IMPORTANCE The development of an efficacious HIV-1 vaccine remains a global priority to prevent new cases of HIV-1 infection. Of the six HIV-1 efficacy trials to date, only one has demonstrated partial efficacy, and immune correlate analysis of that trial revealed a role for binding antibodies and antibody Fc-mediated effector functions. New HIV-1 envelope immunogens are being engineered to selectively expose the most vulnerable and conserved sites on the HIV-1 envelope, with the goal of eliciting antiviral antibodies. Evaluation of the humoral responses elicited by these novel immunogen designs in nonhuman primates is critical for understanding how to improve upon immunogen design to inform further testing in human clinical trials. Our results demonstrate that structural modifications of Env that aim to mimic the CD4-bound conformation can result in earlier antibody elicitation, altered epitope specificity, and increased antiviral function postimmunization.

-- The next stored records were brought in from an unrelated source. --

PR #4766, opened 2017-11-22
Toggle Panes on Pause

GarethSharpe:
### Summary of Changes

* Call-stack pane and scopes pane hidden if debugger is not paused

### Test Plan

- [x] Pausing the debugger reveals call-stack pane and scopes pane
- [x] Clicking the down arrow reveals call-stack and scope(s)
- [x] Resuming the debugger hides call-stack and scopes pane
- [x] Pausing the debugger again displays panes in the same state (open/closed) as the previous pause

A few test cases:
1. Neither pane is open when resumed (clean resume)
2. One of the panes are open when resumed (minor choppy resume)
3. Both panes are open when resumed (visible choppiness on resume)

- Cases 1 and 3 are displayed bellow

toggle-panes

### DIFF
--- a/assets/panel/prefs.js
+++ b/assets/panel/prefs.js
@@ -46,3 +46,4 @@ pref("devtools.debugger.features.root", false);
 pref("devtools.debugger.features.column-breakpoints", false);
 pref("devtools.debugger.features.map-scopes", true);
 pref("devtools.debugger.features.breakpoints-dropdown", false);
+pref("devtools.debugger.features.remove-command-bar-options", false);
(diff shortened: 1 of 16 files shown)


GarethSharpe:
Failed the TI test with the following error:

`TEST-UNEXPECTED-FAIL Not paused message is shown 
 Got , expected Not paused`

I wonder if this test needs to be removed given the pane is hidden, rather then displaying 'Not paused'?

jasonLaster:
Yep - lets remove that check :)

You can try running the tests locally too
https://github.com/devtools-html/debugger.html/blob/master/docs/mochitests.md

jasonLaster:
The PR looks funky. Mind rebasing

PR #4769, opened 2017-11-22
use newSources for sourcemapped sources

codehag:
there was an issue in which new sources that are added via sourcemapped
sources, would disappear on reload.

### DIFF
--- a/src/actions/sources.js
+++ b/src/actions/sources.js
@@ -144,6 +144,9 @@ function loadSourceMap(generatedSource) {
         }: Source)
     );
 
+    // TODO: check if this line is really needed, it introduces
+    // a lot of lag to the application.
+    await dispatch(loadSourceText(generatedSource));
     dispatch(newSources(originalSources));
   };
 }
--- a/src/actions/sources.js
+++ b/src/actions/sources.js
@@ -144,13 +144,7 @@ function loadSourceMap(generatedSource) {
         }: Source)
     );
 
-    dispatch({ type: "ADD_SOURCES", sources: originalSources });
-
-    await dispatch(loadSourceText(generatedSource));
-    originalSources.forEach(async source => {
-      await checkSelectedSource(getState(), dispatch, source);
-      checkPendingBreakpoints(getState(), dispatch, source.id);
-    });
+    dispatch(newSources(originalSources));
   };
 }
 


src/actions/sources.js
```diff
@@ -131,13 +131,7 @@ function loadSourceMap(generatedSource) {
...
     );
 
-    dispatch({ type: "ADD_SOURCES", sources: originalSources });
-
-    await dispatch(loadSourceText(generatedSource));
-    originalSources.forEach(async source => {
-      await checkSelectedSource(getState(), dispatch, source);
-      checkPendingBreakpoints(getState(), dispatch, source.id);
-    });
+    dispatch(newSources(originalSources));
```
jasonLaster: this works except it's missing the `loadSourceText(generatedSource)` for the generated source. 

this would work:

```js
 await dispatch(loadSourceText(generatedSource));
 dispatch(newSources(originalSources));
```

the use case is that pending breakpoints need the generated source text to do the syncing...

codehag: why do we need to load the source text here? we are loading it in newSource after we check the sourcemap, so this is a second check, isnt it?

jasonLaster: This is a small cleanup. I have another PR that removes the need for `loadSourceText`

We'll fix the timing issues in other PRs.

codehag: this comment isn't clear to me

jasonLaster: Oh sorry, I was saying I think we should keep `await dispatch(loadSourceText(generatedSource));`

codehag: I tested this for every edge case I could think of, including ast pending breakpoints, on load and on reload, but there is no difference in behavior by removing this await. 

Why we want to remove this:
generated sources with source maps are often huge, for example bundle.js can be over 40,000 lines. We are loading it here eagerly, which is using resources for something that may never be displayed or used in any way. 

I will make an issue for it so if I missed any possible use case we can test it, but i do not see any reason to keep it. no tests fail, and i could not find any difference while testing.

bomsy: Looks Good! @codehag Do we want create an issue with these details, and link that in TODO comment, so they don't get lost for when we get to removing that line?

codehag: @bomsy sounds like a great idea!

Issue #6457, opened 2018-06-01
Paused state on refresh keeps the Debugger in half-loaded state


digitarald:
Firefox 62.0a1 (2018-06-01) (64-bit)

STR
- Opened perf-html.io
- Set a breakpoint in `webpack/src/index.js`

评价新的HIV-1免疫原引发的抗体的表位特异性，位置（全身或粘膜）和效应子功能的评估对于HIV-1疫苗的开发至关重要。我们利用一系列体液检测方法，评估了猕猴猕猴中由含Env的疫苗接种方案引起的系统性和粘膜免疫应答的大小，抗原决定簇特异性，亲和力和功能，该Env疫苗与CD4模仿的小蛋白（gp140-M64U1）交联。gp140 Env与M64U1的交联比单独使用Env蛋白的IgG结合反应的幅度和亲和力都更早增加。值得注意的是，早期的IgG结合反应与峰值免疫时间点的抗体依赖性细胞毒性（ADCC）功能相关，交联的Env组高于Env组。另外，交联的Env基团对HIV-1包膜糖蛋白的gp120C1区域中的线性表位产生了更高的IgG应答。这些数据表明，通过gp140与CD4-拟态M64U1的交联对HIV-1包膜免疫原进行结构修饰会引起结合抗体应答的较早增加，并改变IgG应答的特异性，这与后续抗体的产生有关。介导的抗病毒功能。

重要性有效的HIV-1疫苗的开发仍然是防止HIV-1感染新病例的全球优先事项。迄今为止，在六项HIV-1功效试验中，只有一项已显示出部分功效，对该试验的免疫相关分析显示了结合抗体和抗体Fc介导的效应子功能的作用。正在设计新的HIV-1包膜免疫原，以选择性地暴露HIV-1包膜上最脆弱和保守的位点，目的是引发抗病毒抗体。这些新颖的免疫原设计在非人类灵长类动物中引发的体液反应的评估对于理解如何改善免疫原设计以为人类临床试验中的进一步测试提供信息至关重要。